According to a further variant, it is preferred that the anode is constructed angled. In the case of a tubular, angled variant, the anode may be designed, for example, as a spiral, which may be flexible.

Furthermore, each anode used in a galvanic electrolyte preferably has in each case one anolyte feed and one anolyte return, so that all the anodes have the same functional and reaction conditions.

In the application of zinc-nickel alloy electrolytes, the use of special anodes based on the EP 1 344 850 A1 proven because it is the formation of degradation products by anodic oxidation in direct contact of the electrolytes, consisting of sodium hydroxide, nickel sulfate solution, amines as complexing agent and other organic compounds is greatly reduced and the cathodic current efficiency of the galvanic process of 30-50% without application of Anodes can be increased to 60-90%, depending on the electrolyte composition and applied current.

Unlike when using cation exchange membrane anodes, as in US Pat EP 1 344 850 A1 described using the anode according to the invention, the use of invest- and cost-intensive, technical peripherals such. B. vacuum evaporator for the constriction of catholyte volume excess pointless because the effects described on page 3, line 25 to page 4, line 14 does not occur.

According to the invention, an alkaline electroplating bath is provided for depositing zinc and / or zinc alloy with an anode and a cathode, wherein the anode is separated from an alkaline electrolyte by an ion exchange membrane.
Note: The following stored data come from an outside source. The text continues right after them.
PR #830, opened 2017-02-15
Fixes #829: do not enrich raw resources

### LINKED ISSUE #829: Resources under raw should not be enriched
The same applies to any resource in `src/main/fabric8/<profile-id>/*`. Only enrichers contained in the corresponding profile should be used.

nicolaferraro:


plugin/src/main/java/io/fabric8/maven/plugin/enricher/EnricherManager.java
```diff
@@ -204,7 +204,7 @@ public Void apply(Enricher enricher) {
 
 
     private List<Enricher> filterEnrichers(ProcessorConfig config, List<Enricher> enrichers) {
-        return defaultEnricherConfig.prepareProcessors(enrichers, "enricher");
+        return config.prepareProcessors(enrichers, "enricher");
```
rhuss: gotcha ;-) thanks for spotting this :)

rhuss:
lgtm, thanks !

[merge]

According to the invention, the ion exchange membrane is an anion exchange membrane.

The electroplating bath preferably contains an alkaline solution as anolyte. This has the advantage that, in the case of membrane defects, no acid neutralizes the alkaline zinc or zinc alloy electrolyte and, in extreme cases, renders it unusable.

As the membrane, an alkali-resistant anion exchange membrane is preferably used for this invention.

Preferably, the alkaline solution in the electroplating bath is a sodium hydroxide solution and / or a potassium hydroxide solution.

It is preferred that the alkaline solution has a pH in the range of 10 to> 14.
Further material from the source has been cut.